Kmart $2 billion revolver to be priced at Libor plus 350 basis points

By Sara Rosenberg

New York, Jan. 15 - Kmart Corp.'s $2 billion 36-month revolving exit financing facility will carry an interest rate of Libor plus 350 basis points, according to details of the loan which emerged Wednesday.

GE Capital is the administrative agent, GECC Capital Markets Group, Fleet Securities Inc. and Banc of America Securities are the co-lead arrangers and co-bookrunners, Fleet Retail Finance Inc. and Bank of America are co-syndication agents, and GE Capital and Fleet Retail Finance are co-collateral agents.

The revolver will have a letter of credit sub-facility of up to $800 million with an interest rate of Libor plus 350 basis points, according to a filing with the Securities and Exchange Commission.

A portion of the facility not to exceed $200 million may take the form of a synthetic term loan facility.

Security for the loan will be the company's inventory.

Proceeds will be used to help fund the company's working capital needs, including borrowings for seasonal increases in inventory.

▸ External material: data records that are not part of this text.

PR #286, opened 2022-07-19
Add accessibility statement page

mouhajer-ch:
### JIRA link

Resolves [ROE-294](https://companieshouse.atlassian.net/browse/ROE-294)

### Change description

- Add accessibility statement view, controller, route and tests

### Work checklist


views/accessibility-statement.html
```diff
@@ -0,0 +1,112 @@
...
+                <li><a href="#reporting">Reporting accessibility problems with this service</a></li>
+                <li><a href="#enforcement">Enforcement procedure</a></li>
+                <li><a href="#technical-information">Technical information about this service’s accessibility</a></li>
+                <li><a href="#tested">How we tested this service</a></li>
+                <li><a href="#were-doing">What we’re doing to improve accessibility</a></li>
+            </ul>
+
+            <h2 class="govuk-heading-m" id="about-service">About this service</h2>
+
+            <p>This accessibility statement applies to the 'Register an overseas entity and tell us about its beneficial owners' service.</p>
```
markpit, line 28: I think the <p> tags will need to have the govuk-body styling to keep the font the same as the other pages
<p class="govuk-body">

views/accessibility-statement.html
```diff
@@ -0,0 +1,112 @@
+{% extends "layout.html" %}
+
+{% block pageTitle %}
+  Accessibility statement – {{ SERVICE_NAME }} - GOV.UK
```
SVarallo, line 4: Small thing but are the hyphens the correct ones? I remember we had to use '-' to avoid issues

views/accessibility-statement.html
SVarallo: Yes this will need to be done for all the <p> tags by the looks of it

views/accessibility-statement.html
mouhajer-ch: It is not an issue from a technical point of view, the browser will render correctly the hyphen (-) or dashes (— or –). For consistency I will update it to match other pages

views/accessibility-statement.html
mouhajer-ch: Yep, will do

markpit (approved):

PR #292, opened 2022-07-20
Trust Validation - mandatory fields

emead:
### JIRA link
[ROE-1031](https://companieshouse.atlassian.net/browse/ROE-1031)

### Change description
Add validation for mandatory fields within the Trust Data JSON.
This validation has to happen after the JSON is parsed, so happens in the controller.

### Work checklist


src/validation/trust.information.validation.ts
```diff
@@ -1,7 +1,43 @@
...
 ];
+
+export type TrustValidationError = {
+  param: any;
+  msg: any;
+};
+
+export const checkMandatoryTrustFields = (trusts: trustType.Trust[]): TrustValidationError[] => {
+  const errors: TrustValidationError[] = [];
+  trusts.forEach(trust => {
```
markpit, line 18: forEach won't wait for each item to be processed so may return errors as empty before each trust => {.. } function has a chance to run. 
Mo has recommended to me before to use the .map function when iterating over an array, or failing that use the for(item of items)

src/controllers/trust.information.controller.ts
```diff
@@ -38,6 +39,19 @@ export const post = (req: Request, res: Response, next: NextFunction) => {
       trusts: trustData
     };
 
+    const appData: ApplicationData = getApplicationData(req.session);
+
+    const trustErrors = checkMandatoryTrustFields(trustData);
+    if ( trustErrors.length > 0 ) {
+      return res.render(config.TRUST_INFO_PAGE, {
```
markpit, line 46: it looks like appData is only needed by the res.render so I would move
inside the 
if ( trustErrors.length > 0 ) {

so that we only make the call if it is needed

src/validation/trust.information.validation.ts
mwestacott: So this comment applies to change on line 127 of `trust.information.controller.ts` too @markpit ?

test/__mocks__/session.mock.ts
```diff
@@ -711,8 +743,26 @@ const hasSoldLandKey = '0';
...
+};
+
+export const TRUST_NO_NAME: Trust = {
   trust_id: "",
   trust_name: "",
+  creation_date_day: "31",
+  creation_date_month: "12",
+  creation_date_year: "1999",
+  unable_to_obtain_all_trust_info: "No"
+};
```
mwestacott, line 761: Perhaps worth adding a mock and test when just one of the date field component fields is empty/undefined.

src/validation/trust.information.validation.ts
markpit: yes it'll apply to 127 as well

src/validation/custom.validation.ts
```diff
@@ -89,3 +90,24 @@ export const checkAtLeastOneFieldHasValue = (errMsg: string, ...fields: any[]) =
...
+  trusts.forEach(trust => {
+    if (
+      trust.creation_date_day === undefined ||
+      trust.creation_date_day === "" ||
+      trust.creation_date_month === undefined ||
+      trust.creation_date_month === "" ||
+      trust.creation_date_year === undefined ||
+      trust.creation_date_year === ""
+    ) {
+      console.log(dateErrMsg);
```
markpit, line 105: remove the console.log or use logger.error / logger.info to log

src/validation/custom.validation.ts
```diff
@@ -89,3 +90,23 @@ export const checkAtLeastOneFieldHasValue = (errMsg: string, ...fields: any[]) =
   }
   throw new Error(errMsg);
 };
+
+export const checkMandatoryTrustFields = (nameErrMsg, dateErrMsg, trusts_json: string) => {
+  const trusts: trustType.Trust[] = JSON.parse(trusts_json);
+  trusts.forEach(trust => {
```
markpit, line 96: i'd use for(trust of trusts) {   here instead of forEach

views/trust-information.html
```diff
@@ -19,42 +19,24 @@ <h1 class="govuk-heading-xl">Add trust information for the beneficial owners</h1
...
-                      <label class="govuk-label govuk-checkboxes__label" for="{{ boc.id }}">
-                        {{ boc.name }}
-                      </label>
-                    </div>
-                  {% endif %}
-                {% endfor %}
-              {% endif %}
-            </div>
-          </fieldset>
+            {% from "govuk/components/checkboxes/macro.njk" import govukCheckboxes %}
```
markpit, line 22: need to remove the import, it should already be in the layout.html which this file extends

src/validation/trust.information.validation.ts
```diff
@@ -1,7 +1,12 @@
...
+import { checkAtLeastOneFieldHasValue, checkMandatoryTrustFields } from "./custom.validation";
 
 import { ErrorMessages } from "./error.messages";
 
 export const trustInformation = [
-  body("trusts").not().isEmpty({ ignore_whitespace: true }).withMessage(ErrorMessages.TRUST_DATA_EMPTY)
+  body("trusts").not().isEmpty({ ignore_whitespace: true }).withMessage(ErrorMessages.TRUST_DATA_EMPTY),
+  body("beneficialOwners").custom((value, { req }) =>
+    checkAtLeastOneFieldHasValue(ErrorMessages.TRUST_BO_CHECKBOX, req.body.beneficialOwners)),
+  body("trusts").custom((value, { req }) =>
```
markpit, line 10: you should be able to just chain the 'trust' checks,
body("trusts")
  .not().isEmpty({ ignore_whitespace: true }).withMessage(ErrorMessages.TRUST_DATA_EMPTY)
  .custom((value, { req }) => .....

src/validation/custom.validation.ts
```diff
@@ -89,3 +90,23 @@ export const checkAtLeastOneFieldHasValue = (errMsg: string, ...fields: any[]) =
   }
   throw new Error(errMsg);
 };
+
+export const checkMandatoryTrustFields = (nameErrMsg, dateErrMsg, trusts_json: string) => {
```
markpit, line 94: i'd stick to camel case for var names - trusts_json -> trustsJson

src/validation/custom.validation.ts
```diff
@@ -89,3 +90,23 @@ export const checkAtLeastOneFieldHasValue = (errMsg: string, ...fields: any[]) =
   }
   throw new Error(errMsg);
 };
+
+export const checkMandatoryTrustFields = (nameErrMsg, dateErrMsg, trustsJson: string) => {
+  const trusts: trustType.Trust[] = JSON.parse(trustsJson);
```
markpit, line 95: just thinking, if you enter un-parseable json, I imagine JSON.parse will throw an error here, and error thrown from this function will get displayed on the screen. So I think you'd have to wrap the JSON.parse line in it's own try-catch and log the parse error using logger.error and throw a 'friendly' error message - 'invalid json' or something.

emead: ROE-789 will deal with un-parseable json

src/middleware/validation.middleware.ts
```diff
@@ -56,6 +57,29 @@ export function checkValidations(req: Request, res: Response, next: NextFunction
...
+    if (!errorList.isEmpty()) {
+      const errors = formatValidationError(errorList.array());
+      const routePath = req.route.path;
+      const appData: ApplicationData = getApplicationData(req.session);
+
+      return res.render(NAVIGATION[routePath].currentPage, {
+        backLinkUrl: NAVIGATION[routePath].previousPage(appData),
+        ...req.body,
+        beneficialOwners: getBeneficialOwnerList(appData),
+        trusts_input: req.body.trusts.toString(),
```
mouhajer-ch, line 72: It should be `trusts_input: req.body.trusts?.toString()`

src/validation/custom.validation.ts
markpit: ok, just be aware that if that work had already been tested, will need to be retested when we add this check in

test/__mocks__/session.mock.ts
```diff
@@ -751,3 +806,33 @@ export const APPLICATION_DATA_NO_TRUSTS_MOCK: ApplicationData = {
   [OverseasEntityKey]: OVERSEAS_ENTITY_ID,
   [Transactionkey]: TRANSACTION_ID
 };
+
+export const APPLICATION_DATA_NO_TRUST_NAME_MOCK: ApplicationData = {
```
mouhajer-ch, line 810: These can be written as:

```
export const APPLICATION_DATA_NO_TRUST_NAME_MOCK: ApplicationData = {
  ...APPLICATION_DATA_NO_TRUSTS_MOCK,
  [TrustKey]: [TRUST_NO_NAME]
};

export const APPLICATION_DATA_NO_TRUST_DATE_MOCK: ApplicationData = {
  ...APPLICATION_DATA_NO_TRUSTS_MOCK,
  [TrustKey]: [TRUST_NO_DATE]
};
```

views/trust-information.html
```diff
@@ -67,7 +47,8 @@ <h2 class="govuk-heading-m">Enter trust information from the Excel document</h2>
               text: "If you've already completed the trust Excel document, follow the instructions in the document to paste the data into the box:",
               classes: "govuk-body",
               isPageHeading: false
-            }
+            },
+            value: trusts_input
```
mouhajer-ch, line 51: It seems the `trusts_input` is not passed in the trust page in the get controller.

emead: This isn't needed for the `get` as there isn't data to be displayed.

mouhajer-ch: I think the user wants to visualise what has been added after saving it

emead: I've tested this locally and that's not the case. The agreed user journey is that no saved data will be displayed until the Check Your Answers page.
This trusts_input is to pre-populate the field with the submitted data, only when validation has failed.

markpit: just to confirm, the trust input box should be empty if the user navigates back to the page after entering valid json?  but we would need to show the json if there is an error.

emead: Yes, that is correct

mouhajer-ch: Something like `trusts_input: appData[TrustKey]?.toString() ` probably will do, but for MVP can be done in another task

mouhajer-ch (approved):

markpit (approved):

PR #341, opened 2022-08-09
ROE-1089 Add audible hidden text to beneficial owner types page

mattch1:
### JIRA link
https://companieshouse.atlassian.net/browse/ROE-1089

### Change description
Added hidden text to the:
add button
no more button
subheading

Added three new includes templates and a new variable for each of the three possible identification scenarios.

### Work checklist

### Merge instructions

```
```


views/beneficial-owner-type.html
```diff
@@ -87,37 +90,24 @@ <h1 class="govuk-heading-xl govuk-!-margin-0">{{ boTypesTitle }}</h1>
           items: boTypes
         }) }}
 
-        {{ govukButton({
-          text: "Add",
-          attributes: {
-            "id": "add"
-          }
-        }) }}
+        <button class="govuk-button" data-module="govuk-button" id="add">Add <span class="govuk-visually-hidden"> {{ whatToAdd }} </span></button>
```
markpit, line 93: the examples James Francis gives look like they are taken from the page source rather than the nunjucks components. Does it work the same if you add a govuk-visually-hidden attribute to the govukButton component?

views/beneficial-owner-type.html
```diff
@@ -87,37 +90,24 @@ <h1 class="govuk-heading-xl govuk-!-margin-0">{{ boTypesTitle }}</h1>
...
-
-          {{ govukButton({
-            text: "No more to add",
-            attributes: {
-              "id": "submit"
-            },
-            classes: "govuk-button--secondary govuk-!-margin-top-6",
-            href: "/register-an-overseas-entity/" + nextPage
-          }) }}
+          %}
```
markpit, line 98: it looks like you just want to determine if the button text should include one of these 3
beneficial owners
managing officers
beneficial owners or managing officers

We should be able to do it without the includes - if you look at the original version before this PR,
we can create 2 new variables in the template
hasBeneficialOwners
hasManagingOfficers

(this is psuedo code)
set hasBeneficialOwners = (beneficial_owners_individual and beneficial_owners_individual.length > 0)
          or (beneficial_owners_corporate and beneficial_owners_corporate.length > 0)
          or (beneficial_owners_government_or_public_authority and beneficial_owners_government_or_public_authority.length > 0)

hasManagingOfficers = (managing_officers_individual and managing_officers_individual.length > 0) 
         or (managing_officers_corporate and managing_officers_corporate.length > 0)

then you can use those 2 variables to replace the previous "5 line" if statement that was previously on line 97 to be
if (hasBeneficialOwners or hasManagingOfficers)

then you can use those 2 'has' variables to set another variable that will be used to set the hidden text on the button, one of these 3
beneficial owners
managing officers
beneficial owners or managing officers

you could call that variable hiddenTextValue
eg 
if (hasBeneficialOwners) then 
    set hiddenTextValue = "beneficial owners"
if (hasManagingOfficers) then 
    set hiddenTextValue = "managing officers"
if (hasBeneficialOwners AND hasManagingOfficers)
    set hiddenTextValue = "beneficial owners or managing officers"

then use that 'hiddenTextValue' var in the buttons
<span class="govuk-visually-hidden"> {{hiddenTextValue}} </span>

views/beneficial-owner-type.html
mattch1: The problem is that the govuk-visually-hidden attribute is attached to a nested element not directly to the button.

markpit: ok, just wondered if there was an easier way to do it with nunjucks. Stick with the html buttons.

views/beneficial-owner-type.html
mattch1: Set the and/or values based on what is on the page.
Check to find the correct hidden value text - most specific bo and mo first.
Then if there is anything on the page display the subheading with the bo types below it.

markpit (approved):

The exit financing facility would replace the company's current $2 billion DIP facility on the effective date of the reorganization plan.

Kmart plans to emerge from Chapter 11 by April 30, 2003. As of Jan. 1, 2003, the Troy, Mich. discount retailer had no borrowings outstanding and had utilized $345 million of its DIP credit facility for letters of credit. Its total DIP availability as of that date was $1.56 billion.